PR #505, opened 2019-11-08
fix(1833): event view does not convey context which triggered it

klu909:
## Context

Currently ui displays creator user name rather than commit author user name. Most of time both are the same, when event is create by another build, UI displays previous build's author rather than sd-builtbot. This lead to user confusion due to ambiguity. 

## Objective

UI now displays both committer and event creator, and in event panel correctly labels `committer` rather than `user`. And in case of event triggered by external pipeline, creator
will now link to according external build

Before:
Screen Shot 2019-11-12 at 3 19 08 PM
After:
1.when event is trigger by external pipeline
Screen Shot 2019-11-12 at 3 17 18 PM
2.when creator and committer is the same
Screen Shot 2019-11-12 at 3 13 50 PM
3.when creator and committer is different
Screen Shot 2019-11-12 at 3 16 34 PM

## References

https://github.com/screwdriver-cd/screwdriver/issues/1790

## License

### DIFF
--- a/app/components/pipeline-event-row/component.js
+++ b/app/components/pipeline-event-row/component.js
@@ -54,7 +54,7 @@ export default Component.extend({
 
   externalBuild: computed('event.{causeMessage,startFrom}', {
     get() {
-      // need to use underscores here because they used for link-to
+      // using underscore because router.js doesn't pick up camelcase
       /* eslint-disable camelcase */
       const build_id = this.get('event.causeMessage').match(/\d+$/)[0];
       const pipeline_id = this.get('event.startFrom').match(/^~sd@(\d+):[\w-]+$/)[1];
--- a/app/components/pipeline-event-row/component.js
+++ b/app/components/pipeline-event-row/component.js
@@ -37,6 +37,33 @@ export default Component.extend({
     }
   }),
 
+  isExternalTrigger: computed('event.startFrom', {
+    get() {
+      return this.get('event.startFrom').match(/^~sd@(\d+):([\w-]+)$/);
+    }
+  }),
+
+  isCommiterDifferent: computed('isExternalTrigger', 'event.{creator.name,commit.author.name}', {
+    get() {
+      const creatorName = this.get('event.creator.name');
+      const authorName = this.get('event.commit.author.name');
+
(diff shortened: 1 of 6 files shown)


adong:
@klu909 Could you attach some before/ after screenshots?

jithine:
I think we should display both Commit user and event cause user.

For example. From https://cd.screwdriver.cd/pipelines/1/events

Screen Shot 2019-11-08 at 11 47 28 AM

app/components/pipeline-event-row/component.js
```diff
@@ -37,6 +38,35 @@ export default Component.extend({
...
+  }),
+
+  externalBuildUrl: computed('event.{causeMessage,startFrom}', {
+    get() {
+      const buildId = this.get('event.causeMessage').match(/\d+$/);
+      const pipelineId = this.get('event.startFrom').match(/^~sd@(\d+):[\w-]+$/)[1];
+      let url = '#';
+
+      if (buildId && pipelineId) {
+        url = `${ENV.APP.SDAPI_HOSTNAME}/${ENV.APP.SDAPI_NAMESPACE}/pipelines/${pipelineId}/builds/${buildId}`;
```
jithine: This should be the UI end point

klu909: done

app/components/pipeline-event-row/component.js
```diff
@@ -37,6 +37,33 @@ export default Component.extend({
...
+
+  externalBuild: computed('event.{causeMessage,startFrom}', {
+    get() {
+      // need to use underscores here because they used for link-to
+      /* eslint-disable camelcase */
+      const build_id = this.get('event.causeMessage').match(/\d+$/)[0];
+      const pipeline_id = this.get('event.startFrom').match(/^~sd@(\d+):[\w-]+$/)[1];
+      /* eslint-enable camelcase */
+
+      return { build_id, pipeline_id };
```
jithine: we use camel case everywhere. so can you change this to `buildId` & `pipelineId`

jithine: sorry missed the comments.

# # # # #

To do: Restate each of the records exactly, leaving nothing out.

Written reply:
PR #505, opened 2019-11-08
fix(1833): event view does not convey context which triggered it

klu909:
## Context

Currently ui displays creator user name rather than commit author user name. Most of time both are the same, when event is create by another build, UI displays previous build's author rather than sd-builtbot. This lead to user confusion due to ambiguity. 

## Objective

UI now displays both committer and event creator, and in event panel correctly labels `committer` rather than `user`. And in case of event triggered by external pipeline, creator
will now link to according external build

Before:
Screen Shot 2019-11-12 at 3 19 08 PM
After:
1.when event is trigger by external pipeline
Screen Shot 2019-11-12 at 3 17 18 PM
2.when creator and committer is the same
Screen Shot 2019-11-12 at 3 13 50 PM
3.when creator and committer is different
Screen Shot 2019-11-12 at 3 16 34 PM

## References

https://github.com/screwdriver-cd/screwdriver/issues/1790

## License

### DIFF
--- a/app/components/pipeline-event-row/component.js
+++ b/app/components/pipeline-event-row/component.js
@@ -54,7 +54,7 @@ export default Component.extend({
 
   externalBuild: computed('event.{causeMessage,startFrom}', {
     get() {
-      // need to use underscores here because they used for link-to
+      // using underscore because router.js doesn't pick up camelcase
       /* eslint-disable camelcase */
       const build_id = this.get('event.causeMessage').match(/\d+$/)[0];
       const pipeline_id = this.get('event.startFrom').match(/^~sd@(\d+):[\w-]+$/)[1];
--- a/app/components/pipeline-event-row/component.js
+++ b/app/components/pipeline-event-row/component.js
@@ -37,6 +37,33 @@ export default Component.extend({
     }
   }),
 
+  isExternalTrigger: computed('event.startFrom', {
+    get() {
+      return this.get('event.startFrom').match(/^~sd@(\d+):([\w-]+)$/);
+    }
+  }),
+
+  isCommiterDifferent: computed('isExternalTrigger', 'event.{creator.name,commit.author.name}', {
+    get() {
+      const creatorName = this.get('event.creator.name');
+      const authorName = this.get('event.commit.author.name');
+
(diff shortened: 1 of 6 files shown)


adong:
@klu909 Could you attach some before/ after screenshots?

jithine:
I think we should display both Commit user and event cause user.

For example. From https://cd.screwdriver.cd/pipelines/1/events

Screen Shot 2019-11-08 at 11 47 28 AM

app/components/pipeline-event-row/component.js
```diff
@@ -37,6 +38,35 @@ export default Component.extend({
...
+  }),
+
+  externalBuildUrl: computed('event.{causeMessage,startFrom}', {
+    get() {
+      const buildId = this.get('event.causeMessage').match(/\d+$/);
+      const pipelineId = this.get('event.startFrom').match(/^~sd@(\d+):[\w-]+$/)[1];
+      let url = '#';
+
+      if (buildId && pipelineId) {
+        url = `${ENV.APP.SDAPI_HOSTNAME}/${ENV.APP.SDAPI_NAMESPACE}/pipelines/${pipelineId}/builds/${buildId}`;
```
jithine: This should be the UI end point

klu909: done

app/components/pipeline-event-row/component.js
```diff
@@ -37,6 +37,33 @@ export default Component.extend({
...
+
+  externalBuild: computed('event.{causeMessage,startFrom}', {
+    get() {
+      // need to use underscores here because they used for link-to
+      /* eslint-disable camelcase */
+      const build_id = this.get('event.causeMessage').match(/\d+$/)[0];
+      const pipeline_id = this.get('event.startFrom').match(/^~sd@(\d+):[\w-]+$/)[1];
+      /* eslint-enable camelcase */
+
+      return { build_id, pipeline_id };
```
jithine: we use camel case everywhere. so can you change this to `buildId` & `pipelineId`

jithine: sorry missed the comments.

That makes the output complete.